**Stored data**
= = = = =

PR #304, opened 2022-05-17
make tests pass (or skip) on darwin/arm64

radeksimko:
**Why?**
Prior to this patch, many tests would fail for the same reason - attempt to install older version of Terraform which isn't available for darwin/arm64.

For example:
```
--- FAIL: TestDestroyCmd (0.08s)
    terraform_test.go:164: caching exec "v:0.12.31" in dir "/var/folders/9w/pddq2x656j76vxvsbhcs4nwr0000gq/T/tfinstall1718612104/v-0.12.31"
panic: error installing terraform "v:0.12.31": no ZIP archive found for terraform <nil> darwin/arm64 [recovered]
	panic: error installing terraform "v:0.12.31": no ZIP archive found for terraform <nil> darwin/arm64

goroutine 99 [running]:
testing.tRunner.func1.2({0x102b2d280, 0x1400038cb80})
	/opt/homebrew/Cellar/go/1.18.1/libexec/src/testing/testing.go:1389 +0x1c8
testing.tRunner.func1()
	/opt/homebrew/Cellar/go/1.18.1/libexec/src/testing/testing.go:1392 +0x384
panic({0x102b2d280, 0x1400038cb80})
	/opt/homebrew/Cellar/go/1.18.1/libexec/src/runtime/panic.go:838 +0x204
github.com/hashicorp/terraform-exec/tfexec/internal/testutil.(*TFCache).find(0x140002ca0c0, 0x14000003d40, {0x140004cc690, 0x9}, 0x14000077ea0)
	/Users/radeksimko/gopath/src/github.com/hashicorp/terraform-exec/tfexec/internal/testutil/tfcache_find.go:47 +0x374
github.com/hashicorp/terraform-exec/tfexec/internal/testutil.(*TFCache).Version(0x102b2d280?, 0x14000003d40, {0x1029fefa5, 0x7})
	/Users/radeksimko/gopath/src/github.com/hashicorp/terraform-exec/tfexec/internal/testutil/tfcache.go:61 +0x90
github.com/hashicorp/terraform-exec/tfexec.tfVersion(0x14000003d40?, {0x1029fefa5?, 0x14000067f48?})
	/Users/radeksimko/gopath/src/github.com/hashicorp/terraform-exec/tfexec/terraform_test.go:164 +0x88
github.com/hashicorp/terraform-exec/tfexec.TestDestroyCmd(0x14000003d40)
	/Users/radeksimko/gopath/src/github.com/hashicorp/terraform-exec/tfexec/destroy_test.go:13 +0x44
testing.tRunner(0x14000003d40, 0x102bf6820)
	/opt/homebrew/Cellar/go/1.18.1/libexec/src/testing/testing.go:1439 +0x110
created by testing.(*T).Run
	/opt/homebrew/Cellar/go/1.18.1/libexec/src/testing/testing.go:1486 +0x300
FAIL	github.com/hashicorp/terraform-exec/tfexec	6.097s
```

**Alternatives**
 - We could build Terraform as part of running relevant tests. That would likely add to the test time, increase the complexity of already complex matrix of versions throughout all packages and risk that a particular version may simply not work on darwin/arm64 as it was never properly tested.
 - We could update _all_ tests to use v1.0.2+ which _have_ darwin/arm64 builds, but there are still tests for older TF versions which may be useful to run.

**Solution**

I tried to strike the balance and bump TF version where it was possible/easy to do and skipped test where it wasn't.

--- 

I wish we could run any arm64 tests in CI, but AFAIK GitHub Actions don't offer that (yet).

### DIFF
--- a/tfexec/init_test.go
+++ b/tfexec/init_test.go
@@ -73,3 +73,57 @@ func TestInitCmd_v012(t *testing.T) {
 		}, nil, initCmd)
 	})
 }
+
+func TestInitCmd_v1(t *testing.T) {
+	td := t.TempDir()
+
+	tf, err := NewTerraform(td, tfVersion(t, testutil.Latest_v1))
+	if err != nil {
+		t.Fatal(err)
+	}
+
+	// empty env, to avoid environ mismatch in testing
+	tf.SetEnv(map[string]string{})
+
+	t.Run("defaults", func(t *testing.T) {
+		// defaults
+		initCmd, err := tf.initCmd(context.Background())
+		if err != nil {
+			t.Fatal(err)
+		}
+
+		assertCmd(t, []string{
+			"init",
+			"-no-color",
+			"-force-copy",
+			"-input=false",
+			"-backend=true",
+			"-get=true",
+			"-upgrade=false",
+		}, nil, initCmd)
+	})
+
+	t.Run("override all defaults", func(t *testing.T) {
+		initCmd, err := tf.initCmd(context.Background(), Backend(false), BackendConfig("confpath1"), BackendConfig("confpath2"), FromModule("testsource"), Get(false), PluginDir("testdir1"), PluginDir("testdir2"), Reconfigure(true), Upgrade(true), Dir("initdir"))
+		if err != nil {
+			t.Fatal(err)
+		}
+
+		assertCmd(t, []string{
+			"init",
+			"-no-color",
+			"-force-copy",
+			"-input=false",
+			"-from-module=testsource",
+			"-backend=false",
+			"-get=false",
+			"-upgrade=true",
+			"-reconfigure",
+			"-backend-config=confpath1",
+			"-backend-config=confpath2",
+			"-plugin-dir=testdir1",
+			"-plugin-dir=testdir2",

= = = = =

**Your instructions**
Task for the records above: copy every line in which the word "darwin" occurs.

**Result for this task**
make tests pass (or skip) on darwin/arm64
Prior to this patch, many tests would fail for the same reason - attempt to install older version of Terraform which isn't available for darwin/arm64.
panic: error installing terraform "v:0.12.31": no ZIP archive found for terraform <nil> darwin/arm64 [recovered]
	panic: error installing terraform "v:0.12.31": no ZIP archive found for terraform <nil> darwin/arm64
 - We could build Terraform as part of running relevant tests. That would likely add to the test time, increase the complexity of already complex matrix of versions throughout all packages and risk that a particular version may simply not work on darwin/arm64 as it was never properly tested.
 - We could update _all_ tests to use v1.0.2+ which _have_ darwin/arm64 builds, but there are still tests for older TF versions which may be useful to run.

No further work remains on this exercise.